#### [ACTION ITEM]
When a line of the entries contains "technology", please list that line.
[Start of section]
PR #17, opened 2021-10-20
Update pysam

### LINKED ISSUE #16: Hybrid Depreciation and Taxes Not Copied over
Depreciation and tax variables are not copied over from technology component models into the hybrid financial models, leading to disconnects in those cash flow outputs

Need to update `calculate_financials` to handle these

dguittet:
Depreciation
- financial "hybridization" of Depreciation variables: using weight average for the allocation percents, and taking the union of each component's the deprecation types for the hybrid depreciation. This means, as an example, PV has 100MW allocated to straight line 5 year Fed bonus depreciation and Wind has 100MW allocated to straight line 15 yearFed bonus depreciation, then the Hybrid plant has 100MW allocated to each.

Debt, Construction, Reserve Accounts
- delete old 'construction_financing_cost_per_kw`
- initialize these variables to be 0 in powersource.py
- They should be set by the user
- fixes #16 

Update PySAM to version 3.0.0
 - add required battery financial model input: `batt_annual_discharge_energy`
 - turn off LCOS calculation
 - update battery replacement cost name to `om_batt_replacement_cost`
 - update which om types contribute the the om_expenses output
 - allows use of updated MHK models, @barker59


dguittet:
That's a good point about weighting by the total installed cost!

Also, I've been looking at the effect of adding the taxes to the dispatch which decreases the sales price. In the unit test, the battery performs better with taxes taken into account but in my larger example, it performs better when it pretends taxes are 0. I think this means I'm not understanding how the sales and purchases are being taxed by the financial model and so I'm tempted to remove the tax parameter...

dguittet:
I've updated the averaging and I also added in the option to charge the battery entirely from PV in order to qualify for the ITC credits.

I would appreciate if you could review those, thanks!

hybrid/hybrid_simulation.py
```diff
@@ -265,16 +265,26 @@ def calculate_financials(self):
...
-
         for v in generators:
             size_ratios.append(v.system_capacity_kw / hybrid_size_kw)
-        assert abs(sum(size_ratios) - 1) < 1e-7
 
-        def set_average_for_hybrid(var_name):
+        production_ratios = []
+        total_production = sum([v.annual_energy_kw for v in generators])
+        for v in generators:
+            production_ratios.append(v.annual_energy_kw / total_production)
```
qualand, line 274: How does the production_ratio work when the battery returns a negative value?

hybrid/hybrid_simulation.py
```diff
@@ -414,6 +414,15 @@ def simulate(self,
 
         logger.info(f"Hybrid Simulation complete. NPVs are {self.net_present_values}. AEPs are {self.annual_energies}.")
 
+    @property
+    def system_capacity_kw(self):
+        cap = self.outputs_factory.create()
+        for v in ("pv", "wind", "battery"):
```
qualand, line 420: Can we make this for loop based on power_sources so it will include future technologies?

dguittet: Good point! adding now

hybrid/hybrid_simulation.py
dguittet: I set up a `non_storage_production_ratio` for the O&M variable costs, which are computed differently for storage and non-storage generation. For PV and wind, the `om_production` is applied to the `gen` vector, and for battery, the `om_batt_variable_cost` is applied to just the battery discharge.

I added new tests to make sure these variable costs and the production tax credits make sense:
https://github.com/NREL/HOPP/blob/0d990492c12497f1a4b39b0ba8a5403be2805901/tests/hybrid/test_hybrid.py#L187

PR #23, opened 2022-03-09
Merge H2 Analysis

dguittet:


dguittet:
@barker59 

### These are some of the main conflicts in the `hybrid` folder that I worked through. There are more minor ones, please take in Changed Files

1. hybrid_simulation.py
    - rotor_diameter & hub_height inputs moved into wind_input dict / farm_config
    - `simulate_power` updated
        - power_flow_calculation: bool = False was removed until the power flow piece is merged in separately
    - `simulate_costs` function removed because it's duplicate of simulate
    - When passing storage sizes to financials, calculate the duration
   
2. wind_source.py
    - `total_installed_cost_dollars` function is in power_source.py
    - manual `system_capacity_kw` setter changes number of turbines

3. resource.py
    - Removed the API key rotation, this should be handled outside of resource.py which isn't responsible for API keys. The code using resource.py should wrap it in a try-catch or something

4. cost_calculator.py
    - change `storage_hours` from input to calculated from mwh and mw sizes

5. Consolidate `reopt_dev.py` and `reopt.py` with an `off_grid` parameter

### These are some things I looked through and decided not to merge for now:

1. `parameter_sweep.py` since the file it tries to load does not exist
2. `viz_data_v2` for same reason as 1
3. Everything power flow related since that needs its own set of testing and QA first
4. The standalone reopt files like `poller.py` since that's duplicate of REopt and I didn't see much use of it in the code
5. `jim_reopt_analysis.py` and `sample_reopt_development.py`
6. everything in `results/reopt_precompute`

#### Remaining Questions

1. How were all the files in the results folder generated? I think there should be some documentation of running what script with what inputs creates what output files where.

PR #26, opened 2022-04-14
Update API request protocol to V2

jmartin4nrel:
The developer network says that the original request protocols we have been using to download wind/solar resources are now deprecated, and to use the new V2 protocols.

Also: I have been unable to run anything from the current master branch without this change I made in elec_prices (essentially restoring a previous version). Someone with deeper knowledge should look into it


dguittet:
@jmartin4nrel Thanks for this update! Tested it out and the downloads work!

dguittet:
@jmartin4nrel Thanks for this update! Tested it out and the downloads work!

PR #32, opened 2022-05-11
Updates to integrate FLORIS v3

bayc:
This PR updates the custom wind module to integrate FLORIS v3. This vectorizes the wind series calculation and greatly speeds up the use of FLORIS for the wind plant modeling.

This implementation currently uses the farm defined in `floris_input.yaml`. A subsequent PR will include methods that allow the user to modify the wind plant being simulated.


dguittet:
Can you add floris to the requirements? the CI is failing since it cannot find floris

dguittet (approved):

PR #34, opened 2022-05-25
Create Constant Output Objective

dguittet:
Allow hybrid plant to be dispatched so that it produces the highest constant power level during the look-ahead period. This method does not use price or schedule, but only the power generation from pv, wind and/or csp.

The objective is selected using the `objective` key in the `dispatch_options` dictionary:

```
dispatch_options={ 
     'objective': 'constant_output',
     'n_look_ahead_periods': 48
     'n_roll_periods': 24
}
```
Here is an example output, from tests/hybrid/test_dispatch.py's `test_constant_output_dispatch`

image


dguittet:
The values of the "max constant output" per look-ahead period could be (but is not currently) sent to the Grid model as a curtailment limit, so any power produced above that is not sold to the grid, via a new `update_grid_curtailment` function in `hybrid_dispatch_manager.py` . Perhaps this function could be useful for other dispatch strategies as well. For instance, should we input the "desired_schedule" into PySAM's Grid's curtailment parameter? Or apply the "baseload schedule" as a interconnect limit so anything above it gets curtailed by the Grid model? 

The Grid model will automatically reduce the power output to the curtailed schedule while also doing the accounting of the total curtailed energy in a year. Thoughts @qualand ?  @genevievestarke ?

genevievestarke:
I think the grid curtailment adjustment would be really useful, but maybe as an option for the user rather than built in?  Or only in specific cases?  I'm not sure.  One of the control analysis options (the frequency regulation analysis) depends on the amount of power available above the baseload value but below the interconnection limit, so if we want to implement adjusted curtailment in the baseload case that analysis would just have to be adjusted a bit.

qualand (approved):

camirmas:
Closing for now, see #177

PR #35, opened 2022-05-26
Feature/desal model

barker59:
Merge new static pressure vessel model capabilities into feature/osw_h2 branch.

The main addition here is a static pressure vessel model which does not require CoolProp as a dependency.


barker59 (commented):
This looks great. Adds the needed static pressure vessel capabilities. Minimal dependencies affected and only one file change, so not much to check here before merging.

PR #36, opened 2022-05-31
New batt heuristic

genevievestarke:
Adding two new battery dispatch options (baseload one cycle battery heuristic and simple battery heuristic for power tracking) and a controls analysis after running the grid module.


parangat94:
@genevievestarke  and @dguittet  thanks for getting the tests to passing! Will review this next week.

hybrid/dispatch/hybrid_dispatch_builder_solver.py
```diff
@@ -501,14 +503,33 @@ def battery_heuristic(self):
...
             tot_gen = [wind + gen for wind, gen in zip(wind_gen, tot_gen)]
 
-        grid_limit = self.power_sources['grid'].dispatch.generation_transmission_limit
+        # grid_limit = self.power_sources['grid'].dispatch.transmission_limit
+        grid_limit = self.power_sources['grid'].dispatch.generation_transmission_limit        
+        if  'baseload' in self.options.battery_dispatch:
+            # Get difference between baseload demand and power generation and control scenario variables
+            if len(self.control) > 0:
+                control_case = list(self.control.keys())
+                baseload_limit = self.control[control_case[0]]['baseload_limit']
```
qualand, line 512: I think a class would clean this up

hybrid/dispatch/hybrid_dispatch_builder_solver.py
```diff
@@ -501,14 +503,33 @@ def battery_heuristic(self):
...
+                baseload_diff =  [(baseload_limit - x) for x in tot_gen]
+                self.power_sources['battery'].dispatch.baseload_difference = baseload_diff
+                goal_power = [baseload_limit/1000]*self.options.n_look_ahead_periods
```
qualand, line 515: `goal_power` is calculated up here but not used until later

hybrid/dispatch/hybrid_dispatch_builder_solver.py
```diff
@@ -501,14 +503,33 @@ def battery_heuristic(self):
...
-        if 'one_cycle' in self.options.battery_dispatch:
+
+            else:
+                raise ValueError("Baseload information must be input to run baseload battery case.")
+
+        elif 'one_cycle' in self.options.battery_dispatch:
             # Get prices for one cycle heuristic
             prices = self.power_sources['grid'].dispatch.electricity_sell_price
             self.power_sources['battery'].dispatch.prices = prices
+        #     # Get difference between baseload demand and power generation
```
qualand, line 526: I think this comment is misplaced

hybrid/dispatch/power_storage/one_cycle_battery_dispatch_heuristic_copy.py
```diff
@@ -0,0 +1,156 @@
...
+import pyomo.environ as pyomo
+from pyomo.environ import units as u
+
+import PySAM.BatteryStateful as BatteryModel
+import PySAM.Singleowner as Singleowner
+
+from hybrid.dispatch.power_storage.simple_battery_dispatch_heuristic import SimpleBatteryDispatchHeuristic
+
+
+class OneCycleBatteryDispatchHeuristicCopy(SimpleBatteryDispatchHeuristic):
```
qualand, line 11: I think you want to remove this file completely.

hybrid/dispatch/power_storage/one_cycle_baseload_battery_dispatch_heuristic.py
```diff
@@ -0,0 +1,158 @@
...
+import PySAM.BatteryStateful as BatteryModel
+import PySAM.Singleowner as Singleowner
+
+from hybrid.dispatch.power_storage.simple_battery_dispatch_heuristic import SimpleBatteryDispatchHeuristic
+
+
+class OneCycleBaseloadBatteryDispatchHeuristic(SimpleBatteryDispatchHeuristic):
+    """
+
+    fixed_dispatch: list of normalized values [-1, 1] (Charging (-), Discharging (+))
```
qualand, line 14: This should have a better description

qualand: I noticed that my original method doesn't have good description either

hybrid/dispatch/power_storage/one_cycle_baseload_battery_dispatch_heuristic.py
```diff
@@ -0,0 +1,158 @@
...
+import pyomo.environ as pyomo
+from pyomo.environ import units as u
+
+import PySAM.BatteryStateful as BatteryModel
+import PySAM.Singleowner as Singleowner
+
+from hybrid.dispatch.power_storage.simple_battery_dispatch_heuristic import SimpleBatteryDispatchHeuristic
+
+
+class OneCycleBaseloadBatteryDispatchHeuristic(SimpleBatteryDispatchHeuristic):
```
qualand, line 11: This class is mainly the `OneCycleBatteryDispatchHeuristic` we should use class inheritance to remove all of the repeated code.

hybrid/dispatch/power_storage/simple_battery_dispatch_heuristic_baseload.py
```diff
@@ -0,0 +1,149 @@
...
+                 pyomo_model: pyomo.ConcreteModel,
+                 index_set: pyomo.Set,
+                 system_model: BatteryModel.BatteryStateful,
+                 financial_model: Singleowner.Singleowner,
+                 fixed_dispatch: list = None,
+                 block_set_name: str = 'heuristic_baseload_battery',
+                 include_lifecycle_count: bool = False):
+        """
+
+        :param fixed_dispatch: list of normalized values [-1, 1] (Charging (-), Discharging (+))
```
qualand, line 26: We need to build out the doc strings for these heuristic classes

hybrid/dispatch/power_storage/simple_battery_dispatch_heuristic_baseload.py
```diff
@@ -0,0 +1,149 @@
+import pyomo.environ as pyomo
+from pyomo.environ import units as u
+
+import PySAM.BatteryStateful as BatteryModel
+import PySAM.Singleowner as Singleowner
+
+from hybrid.dispatch.power_storage.simple_battery_dispatch import SimpleBatteryDispatch
+
+
+class SimpleBatteryBaseloadDispatchHeuristic(SimpleBatteryDispatch):
```
qualand, line 10: This class should inherit the `SimpleBatteryDispatchHeuristic` class the `__init__` methods are exactly the same.

hybrid/hybrid_simulation.py
```diff
@@ -21,6 +21,7 @@
 from hybrid.layout.hybrid_layout import HybridLayout
 from hybrid.dispatch.hybrid_dispatch_builder_solver import HybridDispatchBuilderSolver
 from hybrid.log import hybrid_logger as logger
+from hybrid.controls import controls_analysis
```
qualand, line 24: I don't know if I am a fan of the way this is being integrated into `hybrid_simulation`...  Correct me if I am wrong but it seems like `controls_analysis` is just a way to pass information from outside of `hybrid_simulation` to the dispatch and then do some quick calculations and print some results. Passing information could be done through `dispatch_options`. The quick calculations and printing results could live in the `Grid` class. I am open to other ideas

tests/hybrid/test_dispatch.py
```diff
@@ -626,6 +626,26 @@ def test_hybrid_dispatch_heuristic(site):
     assert sum(hybrid_plant.battery.dispatch.charge_power) > 0.0
     assert sum(hybrid_plant.battery.dispatch.discharge_power) > 0.0
 
+def test_hybrid_dispatch_baseload_heuristic(site):
+    dispatch_options = {'battery_dispatch': 'baseload_heuristic',
+                        'grid_charging': False}
+    wind_solar_battery = {key: technologies[key] for key in ('pv', 'wind', 'battery')}
+    baseload_limit_kw = float(interconnect_mw * 0.75 * 1000)        # in kilowatts
+    baseload_percent = 90.0
+    simulation_options = {'control':{'baseload':{'baseload_limit':baseload_limit_kw, 'baseload_percent': baseload_percent}}}
```
qualand, line 635: In this test, we require the user to set both the `battery_dispatch` and the `control` dictionary. If we move these inputs into `dispatch_options` at least they will be defined right next to each other. We should also add a check to make sure the user has provide the correct keys if a specific `battery_dispatch` is selected.

tests/hybrid/test_dispatch.py
```diff
@@ -637,6 +657,23 @@ def test_hybrid_dispatch_one_cycle_heuristic(site):
     hybrid_plant.simulate(1)
 
     assert sum(hybrid_plant.battery.Outputs.P) < 0.0
+
+
+def test_hybrid_dispatch_one_cycle_heuristic_baseload(site):
```
qualand, line 662: Need to add test for the other control analysis method

qualand (changes requested):
@genevievestarke Great job! The majority of my comments were based on refactoring your additions to be more cleanly integrated into the existing code. I'm sorry if some of my comments come off harsh. I would be happy to discuss the requested changes. Please set something up my calendar is up-to-date.

dguittet:
I think @qualand hinted at this already, but I don't think hybrid/controls.py belongs in the hybrid folder, at least not in its current incarnation. That folder contains all the components to build up a hybrid simulation: the technology models, the financial models, the combination together, the control / dispatch classes that put that all together. `controls.py` if I'm understanding it correctly, looking like a kind of "metric" calculator, in that it's seeing how well the generation profile meets some ideal behavior.

One idea is to move the `baseload_sim` calculation into the associated dispatch class, [one_cycle_baseload_battery_dispatch_heuristic.py](https://github.com/NREL/HOPP/pull/36/files#diff-9065bf654f71ece7677079efe4cd0690bb1ef0ea4367d406b2121e8795223e37)

hybrid/hybrid_simulation.py
dguittet: I agree that the inputs to the new dispatch should be part of dispatch options, and that hybrid.controls should not be part of hybrid_simulation as they are more output metrics / analysis than fundamental to performing the hybrid simulation.

hybrid/dispatch/hybrid_dispatch_builder_solver.py
```diff
@@ -501,14 +507,31 @@ def battery_heuristic(self):
...
+            self.power_sources['battery'].dispatch.baseload_difference = baseload_diff
+            # Note: grid_limit and goal_power are in MW
+
+        elif 'one_cycle' in self.options.battery_dispatch:
             # Get prices for one cycle heuristic
             prices = self.power_sources['grid'].dispatch.electricity_sell_price
             self.power_sources['battery'].dispatch.prices = prices
 
-        self.power_sources['battery'].dispatch.set_fixed_dispatch(tot_gen, grid_limit)
+        if 'baseload' in self.options.battery_dispatch and 'one_cycle' not in self.options.battery_dispatch:
```
dguittet, line 529: can you make this more explicit? like if self.options.battery_dispatch == x, then do this, elif it equals y then do that. This is a bit confusing

hybrid/dispatch/hybrid_dispatch_builder_solver.py
```diff
@@ -501,14 +507,31 @@ def battery_heuristic(self):
...
+            if any(key not in self.options.baseload.keys() for key in required_keys):
+                is_missing = [key not in self.options.baseload.keys() for key in required_keys]
+                missing_keys = [missed_key for (missed_key, missing) in zip(required_keys, is_missing) if missing]
+                raise ValueError(type(self).__name__ + " requires the following keys: " + str(missing_keys))
+                
+            # Get difference between baseload demand and power generation and control scenario variables
+            baseload_value = self.options.baseload['limit']
+            baseload_diff =  [(baseload_value - x) for x in tot_gen]
+            self.power_sources['battery'].dispatch.baseload_difference = baseload_diff
+            # Note: grid_limit and goal_power are in MW
```
dguittet, line 522: are the units for the baseload dispatch options in MW or KW? in the Grid doc string, it says KW for `'baseload_limit': constant value of firm power you want to provide (kW)`?

dguittet:
I agree with @qualand on modifying the inheritance of the `OneCycleBaseloadBatteryDispatchHeuristic` and `BatteryBaseloadDispatchHeuristic` and removing all the duplicated code. I can go ahead and make those changes, while making sure the tests are still passing with that change.

Though it made me wonder about a more basic question, how does `one_cycle_baseload_heuristic` perform at meeting the baseload requirement? at first guess, I would think it wouldn't do very well if it can only cycle once a day. And in the case that it doesn't work well, should it even be merged?

tests/hybrid/test_dispatch.py
dguittet: I think both are tested, one in each of these two tests

hybrid/dispatch/hybrid_dispatch_builder_solver.py
genevievestarke: I changed this so it's hopefully a bit more clear

hybrid/dispatch/hybrid_dispatch_builder_solver.py
genevievestarke: The user input for firm power is in kW, but the inputs to the dispatch option 'baseload_heuristic' are in MW, which is what this note is trying to say (the code it describes got moved).  I moved the comment down to where the 'baseload_heuristic' options is actually called to clarify this point.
[End of section]
#### [REPLY]
Depreciation and tax variables are not copied over from technology component models into the hybrid financial models, leading to disconnects in those cash flow outputs
I think @qualand hinted at this already, but I don't think hybrid/controls.py belongs in the hybrid folder, at least not in its current incarnation. That folder contains all the components to build up a hybrid simulation: the technology models, the financial models, the combination together, the control / dispatch classes that put that all together. `controls.py` if I'm understanding it correctly, looking like a kind of "metric" calculator, in that it's seeing how well the generation profile meets some ideal behavior.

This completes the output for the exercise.